What you need to do |
Scan the records below and copy every line that contains the string "opened".

Available data section start

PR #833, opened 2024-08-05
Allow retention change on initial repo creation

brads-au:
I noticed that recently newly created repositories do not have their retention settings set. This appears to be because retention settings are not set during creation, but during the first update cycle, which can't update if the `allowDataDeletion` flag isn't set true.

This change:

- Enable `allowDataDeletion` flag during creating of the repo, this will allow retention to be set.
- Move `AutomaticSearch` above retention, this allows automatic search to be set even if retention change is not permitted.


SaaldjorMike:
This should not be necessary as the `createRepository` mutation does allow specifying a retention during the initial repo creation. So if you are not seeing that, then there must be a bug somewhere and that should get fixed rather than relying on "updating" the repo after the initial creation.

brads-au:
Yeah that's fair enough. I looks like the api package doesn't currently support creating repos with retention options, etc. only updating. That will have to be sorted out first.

Available data section end
Available data section start

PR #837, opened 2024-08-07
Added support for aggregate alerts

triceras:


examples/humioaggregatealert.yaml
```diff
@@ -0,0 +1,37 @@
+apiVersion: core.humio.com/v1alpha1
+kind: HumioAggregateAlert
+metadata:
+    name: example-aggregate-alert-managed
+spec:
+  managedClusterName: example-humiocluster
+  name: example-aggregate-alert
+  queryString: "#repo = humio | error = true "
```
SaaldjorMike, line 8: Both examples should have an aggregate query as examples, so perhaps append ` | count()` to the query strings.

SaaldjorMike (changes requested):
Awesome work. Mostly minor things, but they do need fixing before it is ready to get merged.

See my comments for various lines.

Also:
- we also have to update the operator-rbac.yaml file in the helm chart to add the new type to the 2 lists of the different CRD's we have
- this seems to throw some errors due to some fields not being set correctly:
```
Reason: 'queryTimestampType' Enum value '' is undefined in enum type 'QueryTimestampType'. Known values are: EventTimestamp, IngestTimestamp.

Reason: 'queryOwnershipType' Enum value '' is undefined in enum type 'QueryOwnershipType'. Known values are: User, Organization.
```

Available data section end
Available data section start

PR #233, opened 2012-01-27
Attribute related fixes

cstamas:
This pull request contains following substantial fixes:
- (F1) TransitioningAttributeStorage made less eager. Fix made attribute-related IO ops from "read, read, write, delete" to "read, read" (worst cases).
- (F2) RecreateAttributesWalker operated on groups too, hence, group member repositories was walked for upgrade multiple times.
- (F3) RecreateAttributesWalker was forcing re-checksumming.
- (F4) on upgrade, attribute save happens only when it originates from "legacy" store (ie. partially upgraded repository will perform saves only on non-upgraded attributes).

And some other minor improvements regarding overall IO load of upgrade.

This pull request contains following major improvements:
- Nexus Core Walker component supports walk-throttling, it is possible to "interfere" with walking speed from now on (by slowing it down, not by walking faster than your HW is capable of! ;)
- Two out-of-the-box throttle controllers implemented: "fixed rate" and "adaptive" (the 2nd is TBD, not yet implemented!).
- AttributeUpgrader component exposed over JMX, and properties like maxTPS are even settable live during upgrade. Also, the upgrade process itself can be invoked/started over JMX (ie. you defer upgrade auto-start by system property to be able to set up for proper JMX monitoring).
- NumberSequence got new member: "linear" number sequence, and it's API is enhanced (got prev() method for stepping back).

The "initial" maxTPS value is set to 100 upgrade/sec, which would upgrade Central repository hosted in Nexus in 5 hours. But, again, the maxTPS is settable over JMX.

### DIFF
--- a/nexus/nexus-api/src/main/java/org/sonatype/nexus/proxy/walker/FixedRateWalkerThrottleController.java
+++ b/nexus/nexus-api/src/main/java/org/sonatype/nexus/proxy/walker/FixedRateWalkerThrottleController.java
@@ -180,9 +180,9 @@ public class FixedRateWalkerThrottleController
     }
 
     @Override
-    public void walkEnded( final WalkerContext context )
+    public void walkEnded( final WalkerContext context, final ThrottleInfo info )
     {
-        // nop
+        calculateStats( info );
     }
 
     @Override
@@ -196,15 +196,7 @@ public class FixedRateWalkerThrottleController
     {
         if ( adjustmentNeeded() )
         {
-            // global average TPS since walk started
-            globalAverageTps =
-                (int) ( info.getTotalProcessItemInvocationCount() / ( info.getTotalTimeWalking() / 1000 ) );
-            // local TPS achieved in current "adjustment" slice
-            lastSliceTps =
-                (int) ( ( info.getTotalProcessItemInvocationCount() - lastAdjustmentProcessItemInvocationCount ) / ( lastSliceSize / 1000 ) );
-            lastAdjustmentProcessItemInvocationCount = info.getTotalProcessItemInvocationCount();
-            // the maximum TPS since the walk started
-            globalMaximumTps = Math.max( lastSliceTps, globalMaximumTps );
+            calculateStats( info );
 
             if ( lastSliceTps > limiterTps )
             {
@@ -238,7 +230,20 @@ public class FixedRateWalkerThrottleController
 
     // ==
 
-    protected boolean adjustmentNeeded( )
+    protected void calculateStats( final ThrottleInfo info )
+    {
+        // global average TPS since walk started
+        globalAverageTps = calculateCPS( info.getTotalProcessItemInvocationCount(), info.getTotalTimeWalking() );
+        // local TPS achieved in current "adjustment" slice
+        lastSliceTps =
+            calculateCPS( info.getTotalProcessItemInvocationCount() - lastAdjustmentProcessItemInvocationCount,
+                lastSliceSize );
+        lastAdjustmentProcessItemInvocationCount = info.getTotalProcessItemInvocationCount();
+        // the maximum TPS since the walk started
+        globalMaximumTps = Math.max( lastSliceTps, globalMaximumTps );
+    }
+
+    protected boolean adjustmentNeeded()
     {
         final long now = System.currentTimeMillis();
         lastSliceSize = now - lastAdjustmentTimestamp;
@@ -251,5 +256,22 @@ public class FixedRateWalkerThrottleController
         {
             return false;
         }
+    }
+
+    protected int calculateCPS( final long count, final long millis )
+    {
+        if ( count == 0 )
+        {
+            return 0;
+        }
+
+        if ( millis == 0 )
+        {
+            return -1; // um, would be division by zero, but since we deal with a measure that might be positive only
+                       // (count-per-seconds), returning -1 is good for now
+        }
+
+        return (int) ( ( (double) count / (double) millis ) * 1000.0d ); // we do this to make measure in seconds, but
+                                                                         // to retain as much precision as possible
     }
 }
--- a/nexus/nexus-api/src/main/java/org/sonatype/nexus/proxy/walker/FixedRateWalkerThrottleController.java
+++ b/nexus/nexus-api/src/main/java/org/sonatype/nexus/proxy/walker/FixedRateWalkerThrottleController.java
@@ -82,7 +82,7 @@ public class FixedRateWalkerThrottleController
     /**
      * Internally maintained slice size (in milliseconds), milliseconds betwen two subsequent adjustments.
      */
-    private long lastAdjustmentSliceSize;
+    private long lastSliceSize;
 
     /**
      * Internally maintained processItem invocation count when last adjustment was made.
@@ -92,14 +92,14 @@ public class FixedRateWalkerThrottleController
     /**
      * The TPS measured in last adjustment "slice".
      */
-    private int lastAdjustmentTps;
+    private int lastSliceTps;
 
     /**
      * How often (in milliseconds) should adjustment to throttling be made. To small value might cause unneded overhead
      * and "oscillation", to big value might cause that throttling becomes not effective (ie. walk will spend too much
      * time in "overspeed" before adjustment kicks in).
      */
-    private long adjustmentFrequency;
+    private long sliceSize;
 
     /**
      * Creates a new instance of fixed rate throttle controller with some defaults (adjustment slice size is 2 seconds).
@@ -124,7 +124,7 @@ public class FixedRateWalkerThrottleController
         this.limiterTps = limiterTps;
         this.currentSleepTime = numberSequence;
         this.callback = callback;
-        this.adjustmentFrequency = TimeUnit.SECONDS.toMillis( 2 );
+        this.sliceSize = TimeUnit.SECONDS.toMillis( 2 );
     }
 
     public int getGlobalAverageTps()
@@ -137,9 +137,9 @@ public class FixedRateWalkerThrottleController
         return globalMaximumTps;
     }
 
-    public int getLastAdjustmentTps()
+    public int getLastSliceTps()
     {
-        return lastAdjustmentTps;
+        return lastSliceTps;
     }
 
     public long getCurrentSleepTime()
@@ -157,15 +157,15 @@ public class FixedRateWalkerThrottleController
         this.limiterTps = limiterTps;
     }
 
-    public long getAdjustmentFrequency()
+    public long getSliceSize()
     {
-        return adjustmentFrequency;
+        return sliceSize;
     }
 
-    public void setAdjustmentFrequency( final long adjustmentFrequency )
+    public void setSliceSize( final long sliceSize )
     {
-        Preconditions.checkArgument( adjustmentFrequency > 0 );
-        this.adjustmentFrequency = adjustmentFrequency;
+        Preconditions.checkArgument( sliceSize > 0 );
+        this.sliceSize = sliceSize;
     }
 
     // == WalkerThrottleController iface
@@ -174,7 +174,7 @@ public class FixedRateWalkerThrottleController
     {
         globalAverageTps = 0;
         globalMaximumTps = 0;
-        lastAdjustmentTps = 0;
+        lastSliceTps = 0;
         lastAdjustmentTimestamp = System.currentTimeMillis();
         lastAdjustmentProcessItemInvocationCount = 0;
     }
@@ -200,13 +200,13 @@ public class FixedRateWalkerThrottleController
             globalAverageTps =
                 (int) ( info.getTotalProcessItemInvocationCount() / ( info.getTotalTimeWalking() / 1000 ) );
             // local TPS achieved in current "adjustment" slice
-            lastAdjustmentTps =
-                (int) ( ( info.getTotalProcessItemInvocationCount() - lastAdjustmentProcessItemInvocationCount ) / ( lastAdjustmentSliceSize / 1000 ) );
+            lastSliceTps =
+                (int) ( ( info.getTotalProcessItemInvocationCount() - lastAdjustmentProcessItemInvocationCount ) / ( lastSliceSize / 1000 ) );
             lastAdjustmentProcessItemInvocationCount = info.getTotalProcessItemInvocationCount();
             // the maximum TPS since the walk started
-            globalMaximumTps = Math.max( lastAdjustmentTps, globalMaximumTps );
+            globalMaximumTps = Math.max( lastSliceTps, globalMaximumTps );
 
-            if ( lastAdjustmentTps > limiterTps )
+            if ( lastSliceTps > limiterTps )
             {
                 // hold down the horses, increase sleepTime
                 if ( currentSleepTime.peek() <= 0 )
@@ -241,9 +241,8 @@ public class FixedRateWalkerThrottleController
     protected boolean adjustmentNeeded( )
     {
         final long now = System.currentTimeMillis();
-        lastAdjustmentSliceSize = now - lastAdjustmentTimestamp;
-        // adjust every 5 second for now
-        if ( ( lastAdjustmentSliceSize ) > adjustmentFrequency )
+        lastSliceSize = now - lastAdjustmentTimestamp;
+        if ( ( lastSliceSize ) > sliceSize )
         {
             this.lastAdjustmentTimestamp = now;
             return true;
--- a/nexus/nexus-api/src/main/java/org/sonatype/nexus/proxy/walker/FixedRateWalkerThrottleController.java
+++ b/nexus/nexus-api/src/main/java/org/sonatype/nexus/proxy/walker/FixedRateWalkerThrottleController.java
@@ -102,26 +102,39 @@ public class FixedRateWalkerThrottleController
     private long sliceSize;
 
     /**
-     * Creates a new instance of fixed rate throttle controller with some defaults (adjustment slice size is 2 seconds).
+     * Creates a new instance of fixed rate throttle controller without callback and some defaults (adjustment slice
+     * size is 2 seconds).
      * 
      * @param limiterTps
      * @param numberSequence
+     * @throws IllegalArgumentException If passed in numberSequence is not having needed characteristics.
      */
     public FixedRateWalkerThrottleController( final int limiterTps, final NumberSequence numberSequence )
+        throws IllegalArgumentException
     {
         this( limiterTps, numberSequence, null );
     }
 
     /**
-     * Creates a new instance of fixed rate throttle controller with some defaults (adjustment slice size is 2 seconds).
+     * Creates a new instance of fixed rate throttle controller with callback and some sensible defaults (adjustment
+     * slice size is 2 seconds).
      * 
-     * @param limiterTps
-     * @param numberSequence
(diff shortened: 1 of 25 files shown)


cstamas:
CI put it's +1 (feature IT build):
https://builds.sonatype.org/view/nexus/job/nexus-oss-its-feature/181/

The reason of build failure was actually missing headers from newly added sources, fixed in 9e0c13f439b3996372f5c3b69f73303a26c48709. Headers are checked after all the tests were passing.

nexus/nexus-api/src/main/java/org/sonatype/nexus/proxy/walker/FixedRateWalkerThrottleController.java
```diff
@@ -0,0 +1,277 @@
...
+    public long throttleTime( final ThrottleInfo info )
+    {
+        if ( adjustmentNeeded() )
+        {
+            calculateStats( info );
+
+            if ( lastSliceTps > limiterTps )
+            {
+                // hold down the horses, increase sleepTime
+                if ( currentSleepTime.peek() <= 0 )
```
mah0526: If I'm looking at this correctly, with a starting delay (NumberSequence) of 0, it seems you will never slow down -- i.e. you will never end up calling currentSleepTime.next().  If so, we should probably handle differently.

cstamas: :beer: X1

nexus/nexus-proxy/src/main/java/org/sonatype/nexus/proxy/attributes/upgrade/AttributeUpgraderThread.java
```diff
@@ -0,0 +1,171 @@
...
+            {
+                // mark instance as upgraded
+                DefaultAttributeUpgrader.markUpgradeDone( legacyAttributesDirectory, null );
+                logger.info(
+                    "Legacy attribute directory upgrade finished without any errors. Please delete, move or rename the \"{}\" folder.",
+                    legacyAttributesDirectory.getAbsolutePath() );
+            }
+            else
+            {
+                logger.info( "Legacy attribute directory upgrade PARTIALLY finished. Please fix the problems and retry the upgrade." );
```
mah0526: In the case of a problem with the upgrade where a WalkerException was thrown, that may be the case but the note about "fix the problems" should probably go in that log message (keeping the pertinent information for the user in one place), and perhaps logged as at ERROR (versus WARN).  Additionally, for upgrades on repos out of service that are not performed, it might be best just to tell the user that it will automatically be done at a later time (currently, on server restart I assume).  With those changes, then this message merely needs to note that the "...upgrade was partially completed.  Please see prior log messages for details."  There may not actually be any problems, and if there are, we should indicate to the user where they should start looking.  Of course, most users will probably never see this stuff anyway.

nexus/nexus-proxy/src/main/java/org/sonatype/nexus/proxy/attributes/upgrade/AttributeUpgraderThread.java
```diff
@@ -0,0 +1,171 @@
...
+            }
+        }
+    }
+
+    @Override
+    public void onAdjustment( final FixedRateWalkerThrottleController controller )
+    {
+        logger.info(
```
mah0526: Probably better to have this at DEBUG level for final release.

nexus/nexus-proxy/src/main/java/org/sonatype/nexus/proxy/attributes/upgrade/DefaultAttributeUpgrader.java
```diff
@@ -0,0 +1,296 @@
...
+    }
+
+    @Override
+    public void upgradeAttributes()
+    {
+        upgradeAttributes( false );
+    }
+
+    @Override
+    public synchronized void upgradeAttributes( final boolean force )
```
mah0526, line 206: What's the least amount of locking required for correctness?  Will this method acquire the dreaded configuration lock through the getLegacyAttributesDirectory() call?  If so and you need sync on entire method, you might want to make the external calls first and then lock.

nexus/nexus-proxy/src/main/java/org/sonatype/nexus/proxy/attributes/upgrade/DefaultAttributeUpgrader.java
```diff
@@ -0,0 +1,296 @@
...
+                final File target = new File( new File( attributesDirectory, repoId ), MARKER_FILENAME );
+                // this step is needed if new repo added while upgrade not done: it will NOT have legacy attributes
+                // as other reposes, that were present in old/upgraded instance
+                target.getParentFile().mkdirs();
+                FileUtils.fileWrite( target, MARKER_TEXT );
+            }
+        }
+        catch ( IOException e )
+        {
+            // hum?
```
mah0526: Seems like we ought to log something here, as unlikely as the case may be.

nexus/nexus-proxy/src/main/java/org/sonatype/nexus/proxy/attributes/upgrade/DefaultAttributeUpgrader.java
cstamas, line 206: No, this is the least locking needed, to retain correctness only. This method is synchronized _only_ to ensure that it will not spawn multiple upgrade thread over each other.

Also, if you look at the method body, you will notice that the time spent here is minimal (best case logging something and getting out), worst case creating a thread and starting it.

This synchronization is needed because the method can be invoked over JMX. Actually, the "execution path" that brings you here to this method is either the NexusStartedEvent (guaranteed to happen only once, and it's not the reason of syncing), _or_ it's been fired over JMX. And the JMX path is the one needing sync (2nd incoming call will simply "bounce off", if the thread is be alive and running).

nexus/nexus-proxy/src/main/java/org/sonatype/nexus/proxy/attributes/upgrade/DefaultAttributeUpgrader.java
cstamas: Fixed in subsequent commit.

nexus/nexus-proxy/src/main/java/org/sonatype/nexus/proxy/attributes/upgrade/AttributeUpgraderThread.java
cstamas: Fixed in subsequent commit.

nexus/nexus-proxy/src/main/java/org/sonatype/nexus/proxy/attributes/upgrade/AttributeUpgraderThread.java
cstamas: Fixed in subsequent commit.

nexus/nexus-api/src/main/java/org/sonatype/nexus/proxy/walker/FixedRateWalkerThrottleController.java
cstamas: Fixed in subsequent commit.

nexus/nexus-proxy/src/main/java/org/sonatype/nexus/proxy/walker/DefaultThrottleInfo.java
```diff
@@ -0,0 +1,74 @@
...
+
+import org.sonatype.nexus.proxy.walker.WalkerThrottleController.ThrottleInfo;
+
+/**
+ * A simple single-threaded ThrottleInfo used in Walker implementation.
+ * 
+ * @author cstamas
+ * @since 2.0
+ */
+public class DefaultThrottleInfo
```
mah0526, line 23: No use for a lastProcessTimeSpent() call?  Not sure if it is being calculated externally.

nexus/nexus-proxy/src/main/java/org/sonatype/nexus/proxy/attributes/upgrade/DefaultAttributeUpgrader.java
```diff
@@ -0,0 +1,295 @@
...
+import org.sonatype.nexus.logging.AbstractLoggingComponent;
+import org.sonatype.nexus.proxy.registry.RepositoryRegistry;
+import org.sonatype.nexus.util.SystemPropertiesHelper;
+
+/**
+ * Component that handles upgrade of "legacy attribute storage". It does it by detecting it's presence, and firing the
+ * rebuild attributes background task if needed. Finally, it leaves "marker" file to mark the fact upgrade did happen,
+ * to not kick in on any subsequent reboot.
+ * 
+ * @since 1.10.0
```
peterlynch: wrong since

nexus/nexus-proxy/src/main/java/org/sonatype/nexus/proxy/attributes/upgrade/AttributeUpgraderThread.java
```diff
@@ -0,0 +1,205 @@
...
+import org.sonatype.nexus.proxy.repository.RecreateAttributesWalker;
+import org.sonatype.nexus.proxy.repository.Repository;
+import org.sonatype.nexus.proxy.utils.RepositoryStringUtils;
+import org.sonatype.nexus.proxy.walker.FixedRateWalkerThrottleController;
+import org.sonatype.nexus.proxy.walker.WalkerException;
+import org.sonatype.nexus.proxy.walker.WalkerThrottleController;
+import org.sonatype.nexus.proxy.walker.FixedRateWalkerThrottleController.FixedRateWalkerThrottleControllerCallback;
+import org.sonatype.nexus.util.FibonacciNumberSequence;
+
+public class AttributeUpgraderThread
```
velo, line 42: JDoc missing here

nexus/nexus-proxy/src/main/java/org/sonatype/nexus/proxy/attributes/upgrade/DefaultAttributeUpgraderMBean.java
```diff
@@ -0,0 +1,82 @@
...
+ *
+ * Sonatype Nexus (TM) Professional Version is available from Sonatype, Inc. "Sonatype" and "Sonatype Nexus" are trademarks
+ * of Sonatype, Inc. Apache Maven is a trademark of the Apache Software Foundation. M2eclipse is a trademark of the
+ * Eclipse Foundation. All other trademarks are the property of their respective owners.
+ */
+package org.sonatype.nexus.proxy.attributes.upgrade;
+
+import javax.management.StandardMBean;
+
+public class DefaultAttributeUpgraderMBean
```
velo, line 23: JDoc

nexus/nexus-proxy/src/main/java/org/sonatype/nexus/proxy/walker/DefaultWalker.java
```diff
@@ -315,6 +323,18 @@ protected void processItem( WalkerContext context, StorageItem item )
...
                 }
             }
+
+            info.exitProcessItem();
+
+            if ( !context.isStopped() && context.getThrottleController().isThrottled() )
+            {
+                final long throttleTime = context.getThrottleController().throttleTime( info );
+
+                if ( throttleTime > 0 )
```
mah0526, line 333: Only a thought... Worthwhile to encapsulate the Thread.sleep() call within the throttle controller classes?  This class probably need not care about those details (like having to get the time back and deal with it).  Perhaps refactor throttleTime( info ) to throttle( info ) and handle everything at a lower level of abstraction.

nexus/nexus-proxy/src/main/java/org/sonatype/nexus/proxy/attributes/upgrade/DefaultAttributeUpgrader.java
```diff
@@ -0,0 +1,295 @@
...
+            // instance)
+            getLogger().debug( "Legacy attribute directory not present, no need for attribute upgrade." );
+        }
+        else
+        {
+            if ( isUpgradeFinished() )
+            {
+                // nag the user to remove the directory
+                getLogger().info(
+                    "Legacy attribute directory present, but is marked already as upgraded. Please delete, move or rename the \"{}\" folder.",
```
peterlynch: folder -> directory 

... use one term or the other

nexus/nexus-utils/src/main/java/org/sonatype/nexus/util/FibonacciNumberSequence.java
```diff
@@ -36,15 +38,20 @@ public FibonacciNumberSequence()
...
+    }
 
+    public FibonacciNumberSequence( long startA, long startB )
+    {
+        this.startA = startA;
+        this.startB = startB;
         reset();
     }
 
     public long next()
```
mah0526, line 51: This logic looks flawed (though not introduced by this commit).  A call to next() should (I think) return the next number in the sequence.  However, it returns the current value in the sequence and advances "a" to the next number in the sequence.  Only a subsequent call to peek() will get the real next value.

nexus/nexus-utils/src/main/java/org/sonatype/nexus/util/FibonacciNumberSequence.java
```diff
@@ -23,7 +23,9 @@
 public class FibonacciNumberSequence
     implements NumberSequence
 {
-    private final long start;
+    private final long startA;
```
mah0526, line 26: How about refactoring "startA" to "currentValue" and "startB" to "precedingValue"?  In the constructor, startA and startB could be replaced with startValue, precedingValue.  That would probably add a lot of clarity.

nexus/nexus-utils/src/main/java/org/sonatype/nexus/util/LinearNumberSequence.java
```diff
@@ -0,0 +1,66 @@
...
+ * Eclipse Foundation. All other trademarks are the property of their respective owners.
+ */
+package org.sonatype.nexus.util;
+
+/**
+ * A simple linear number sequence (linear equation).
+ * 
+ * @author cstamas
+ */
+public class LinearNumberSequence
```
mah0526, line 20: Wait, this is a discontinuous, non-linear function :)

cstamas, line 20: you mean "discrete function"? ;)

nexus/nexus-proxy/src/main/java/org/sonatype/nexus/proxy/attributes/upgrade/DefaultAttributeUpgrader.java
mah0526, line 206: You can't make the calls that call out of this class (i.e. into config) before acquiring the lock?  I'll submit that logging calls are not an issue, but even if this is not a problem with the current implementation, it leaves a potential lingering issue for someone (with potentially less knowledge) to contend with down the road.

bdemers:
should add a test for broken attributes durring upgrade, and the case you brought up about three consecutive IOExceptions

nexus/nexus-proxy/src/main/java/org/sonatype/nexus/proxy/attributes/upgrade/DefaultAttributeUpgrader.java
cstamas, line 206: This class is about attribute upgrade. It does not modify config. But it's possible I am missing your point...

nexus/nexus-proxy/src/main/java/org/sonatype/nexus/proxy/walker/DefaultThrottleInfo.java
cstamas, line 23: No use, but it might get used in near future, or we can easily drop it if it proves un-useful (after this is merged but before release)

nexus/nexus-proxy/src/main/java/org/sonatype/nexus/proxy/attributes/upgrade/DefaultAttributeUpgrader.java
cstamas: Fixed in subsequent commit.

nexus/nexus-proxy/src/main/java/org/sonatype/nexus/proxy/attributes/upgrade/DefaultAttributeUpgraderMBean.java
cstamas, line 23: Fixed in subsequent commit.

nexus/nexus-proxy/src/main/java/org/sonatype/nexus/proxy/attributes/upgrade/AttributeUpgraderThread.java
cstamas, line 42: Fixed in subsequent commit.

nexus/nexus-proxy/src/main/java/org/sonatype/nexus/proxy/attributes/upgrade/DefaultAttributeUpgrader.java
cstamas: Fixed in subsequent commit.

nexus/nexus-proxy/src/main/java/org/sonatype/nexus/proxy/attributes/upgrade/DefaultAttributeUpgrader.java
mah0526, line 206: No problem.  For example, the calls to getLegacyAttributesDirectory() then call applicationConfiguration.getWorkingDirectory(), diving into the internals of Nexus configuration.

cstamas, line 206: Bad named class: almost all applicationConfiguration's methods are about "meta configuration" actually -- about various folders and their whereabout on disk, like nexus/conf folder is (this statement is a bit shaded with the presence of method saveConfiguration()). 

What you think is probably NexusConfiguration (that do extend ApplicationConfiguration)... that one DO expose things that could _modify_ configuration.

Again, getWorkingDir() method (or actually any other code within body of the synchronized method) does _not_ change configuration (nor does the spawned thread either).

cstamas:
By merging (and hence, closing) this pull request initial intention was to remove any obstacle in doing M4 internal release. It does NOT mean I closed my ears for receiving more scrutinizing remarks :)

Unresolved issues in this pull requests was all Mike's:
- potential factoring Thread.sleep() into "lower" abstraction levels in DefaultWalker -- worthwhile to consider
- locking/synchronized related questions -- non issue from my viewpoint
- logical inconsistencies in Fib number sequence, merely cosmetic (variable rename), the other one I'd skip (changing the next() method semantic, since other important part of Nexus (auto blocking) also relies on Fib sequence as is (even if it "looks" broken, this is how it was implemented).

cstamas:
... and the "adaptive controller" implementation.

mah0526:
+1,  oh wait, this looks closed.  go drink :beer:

Available data section end

Output below |
PR #833, opened 2024-08-05
PR #837, opened 2024-08-07
PR #233, opened 2012-01-27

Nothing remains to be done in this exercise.